[[ Available data, beginning ]]
PR #204, opened 2016-09-29
Add Utility class TypeCheck for type-based testing

sibyg:
It supports n times condition checking for random values of a type T.

### DIFF
--- a/test-utils/test-utils-core/src/main/java/uk/gov/justice/services/test/utils/core/helper/TypeCheck.java
+++ b/test-utils/test-utils-core/src/main/java/uk/gov/justice/services/test/utils/core/helper/TypeCheck.java
@@ -1,0 +1,70 @@
+package uk.gov.justice.services.test.utils.core.helper;
+
+import uk.gov.justice.services.test.utils.core.random.Generator;
+
+import java.util.function.Function;
+
+import static java.util.Objects.requireNonNull;
+import static org.hamcrest.MatcherAssert.assertThat;
+import static org.hamcrest.core.Is.is;
+
+/**
+ * A Utility class for type-based testing, where a type is a high-level specification of behavior that should hold for a range of data point
+ *
+ * @param <T> Type of the Property and must have {@link  Generator} implementation for type T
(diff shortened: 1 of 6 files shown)


test-utils/test-utils-core/src/main/java/uk/gov/justice/services/test/utils/core/helper/TypeCheck.java
```diff
@@ -0,0 +1,56 @@
...
+    private int numberOfTimes;
+
+    private TypeCheck(final Generator<T> generator, final Function<T, Boolean> condition) {
+        requireNonNull(generator, "Generator cannot be null");
+        requireNonNull(condition, "Condition cannot be null");
+        this.generator = generator;
+        this.condition = condition;
+    }
+
+    public static <T> TypeCheck<T> aTypeCheck(final Generator<T> generator, final Function<T, Boolean> condition) {
```
purple52: Our convention would be to call this "typeCheck" - we don't put "a" or "an" at the start of factory methods.

test-utils/test-utils-core/src/main/java/uk/gov/justice/services/test/utils/core/helper/TypeCheck.java
```diff
@@ -0,0 +1,56 @@
...
+        return new TypeCheck<T>(generator, condition);
+    }
+
+    public TypeCheck<T> numberOfTimes(final int numberOfTimes) {
+        this.numberOfTimes = numberOfTimes;
+        return this;
+    }
+
+    public TypeCheck<T> preCondition(final Function<T, Boolean> preCondition) {
```
purple52: withPrecondition - precondition is one word, and "with" at the start indicates this is a builder method

test-utils/test-utils-core/src/main/java/uk/gov/justice/services/test/utils/core/helper/TypeCheck.java
```diff
@@ -0,0 +1,56 @@
...
+        this.preCondition = preCondition;
+        return this;
+    }
+
+    public void verify() {
```
purple52: You could follow the Mockito model for this and pass a number of times to the verify method, given that the number of times is a required field. eg, :
verify() (would run once)
verify(times(20)) (would verify 20 times)

PR #212, opened 2016-10-04
Add JsonEnvelope Hamcrest matchers

mapingo:


test-utils/test-utils-core/pom.xml
```diff
@@ -60,6 +60,15 @@
             <groupId>org.mockito</groupId>
             <artifactId>mockito-core</artifactId>
         </dependency>
+        <dependency>
+            <groupId>com.jayway.jsonpath</groupId>
+            <artifactId>json-path-assert</artifactId>
```
allanmckenzie: test scope?

PR #213, opened 2016-10-05
fix intergration test port 8080 problem

allanmckenzie:


generators/rest-client-core/src/main/java/uk/gov/justice/services/clients/core/RestClientProcessor.java
```diff
@@ -193,13 +193,16 @@ private WebTarget createWebTarget(final EndpointDefinition definition, final Jso
     }
 
     private String createBaseUri(final EndpointDefinition definition) {
-        // TODO: Port and same service check and temporary solutions
-        return isEmpty(port) || isSameService(definition) ? definition.getBaseUri() : definition.getBaseUri().replace(":8080", ":" + port);
```
matt-rich: So we will never use the port in the base URI now?

PR #218, opened 2016-10-06
Add Artemis dependency and share subscriptions

gogit:
Add Artemis dependency and share subscriptions config property.

### DIFF
--- a/generators/messaging-adapter-generator/pom.xml
+++ b/generators/messaging-adapter-generator/pom.xml
@@ -3,12 +3,11 @@
          xsi:schemaLocation="http://maven.apache.org/POM/4.0.0 http://maven.apache.org/xsd/maven-4.0.0.xsd">
     <modelVersion>4.0.0</modelVersion>
     <parent>
-        <artifactId>generators</artifactId>
         <groupId>uk.gov.justice.services</groupId>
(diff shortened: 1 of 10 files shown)


generators/messaging-adapter-generator/pom.xml
```diff
@@ -107,6 +125,34 @@
...
+        </dependency>
+        <dependency>
+            <groupId>org.apache.activemq</groupId>
+            <artifactId>artemis-ra</artifactId>
+            <scope>test</scope>
+        </dependency>
+        <dependency>
+            <groupId>uk.gov.justice.artemis</groupId>
+            <artifactId>embedded-artemis</artifactId>
+            <version>1.0.0</version>
```
purple52: Can we pull this version number out into a property, and a dependency management definition at the top level of the project?

generators/messaging-adapter-generator/src/main/resources/org/apache/openejb/service-jar.xml
```diff
@@ -0,0 +1,846 @@
+<?xml version="1.0" encoding="UTF-8"?>
```
gogit: Moved the files to test resources folder.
[[ Available data, end ]]
Task details - Determine how many lines of the listing contain the string "adapter", and give only the number.

Written response - 4